▶ **WHAT IS REQUIRED**: Could every line of the data be printed exactly as it reads?

--- MATERIAL FOR THIS EXERCISE ---

PR #557, opened 2025-05-26
feat(forest-run): logging update metadata

pavelglac:


packages/apollo-forest-run/src/forest/types.ts
```diff
@@ -44,6 +44,9 @@ export type IndexedTree = {
 
   // ApolloCompat
   danglingReferences?: Set<NodeKey>;
+
+  // Metadata about chunk updates, used for telemetry and debugging
+  chunksMetadata: UpdateChunkMetadata[];
```
vladar, line 49: After some consideration I now think we should not put update details to IndexedTree. Let's make `updateTree` return `UpdateState` and include update stats + indexedTree in this state object. It is already created today, so the overhead should be minimal.

packages/apollo-forest-run/src/forest/types.ts
```diff
@@ -57,6 +60,18 @@ export type IndexedForest = {
 export type Source = Readonly<SourceObject | SourceCompositeList>;
 export type Draft = SourceObject | SourceCompositeList;
 
+export type UpdateChunkMetadata = {
```
vladar, line 63: Let's stick with more specific "Stats" suffix here vs "Metadata"

```suggestion
export type UpdateChunkStats = {
```

packages/apollo-forest-run/src/forest/types.ts
```diff
@@ -57,6 +60,18 @@ export type IndexedForest = {
...
+  type: string;
+  depth: number;
+  siblings: number;
+  dirtyFields: Set<string>;
+};
+
+export type UpdateForestMetadata = {
```
vladar, line 70: Ditto
```suggestion
export type UpdateForestStats = {
```

packages/apollo-forest-run/src/forest/types.ts
```diff
@@ -57,6 +60,18 @@ export type IndexedForest = {
...
+  totalUpdated: number;
```
vladar, line 71: This will likely be the same as `operationCosts.size`? So maybe just return the map with update stats for now?

packages/apollo-forest-run/src/forest/types.ts
```diff
@@ -57,6 +60,18 @@ export type IndexedForest = {
...
+  operationCosts: Map<OperationDescriptor, UpdateChunkMetadata[]>;
```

---

▶ **SOLUTION FOR THIS TASK**:
PR #557, opened 2025-05-26
feat(forest-run): logging update metadata

pavelglac:


packages/apollo-forest-run/src/forest/types.ts
```diff
@@ -44,6 +44,9 @@ export type IndexedTree = {
 
   // ApolloCompat
   danglingReferences?: Set<NodeKey>;
+
+  // Metadata about chunk updates, used for telemetry and debugging
+  chunksMetadata: UpdateChunkMetadata[];
```
vladar, line 49: After some consideration I now think we should not put update details to IndexedTree. Let's make `updateTree` return `UpdateState` and include update stats + indexedTree in this state object. It is already created today, so the overhead should be minimal.

packages/apollo-forest-run/src/forest/types.ts
```diff
@@ -57,6 +60,18 @@ export type IndexedForest = {
 export type Source = Readonly<SourceObject | SourceCompositeList>;
 export type Draft = SourceObject | SourceCompositeList;
 
+export type UpdateChunkMetadata = {
```
vladar, line 63: Let's stick with more specific "Stats" suffix here vs "Metadata"

```suggestion
export type UpdateChunkStats = {
```

packages/apollo-forest-run/src/forest/types.ts
```diff
@@ -57,6 +60,18 @@ export type IndexedForest = {
...
+  type: string;
+  depth: number;
+  siblings: number;
+  dirtyFields: Set<string>;
+};
+
+export type UpdateForestMetadata = {
```
vladar, line 70: Ditto
```suggestion
export type UpdateForestStats = {
```

packages/apollo-forest-run/src/forest/types.ts
```diff
@@ -57,6 +60,18 @@ export type IndexedForest = {
...
+  totalUpdated: number;
```
vladar, line 71: This will likely be the same as `operationCosts.size`? So maybe just return the map with update stats for now?

packages/apollo-forest-run/src/forest/types.ts
```diff
@@ -57,6 +60,18 @@ export type IndexedForest = {
...
+  operationCosts: Map<OperationDescriptor, UpdateChunkMetadata[]>;
```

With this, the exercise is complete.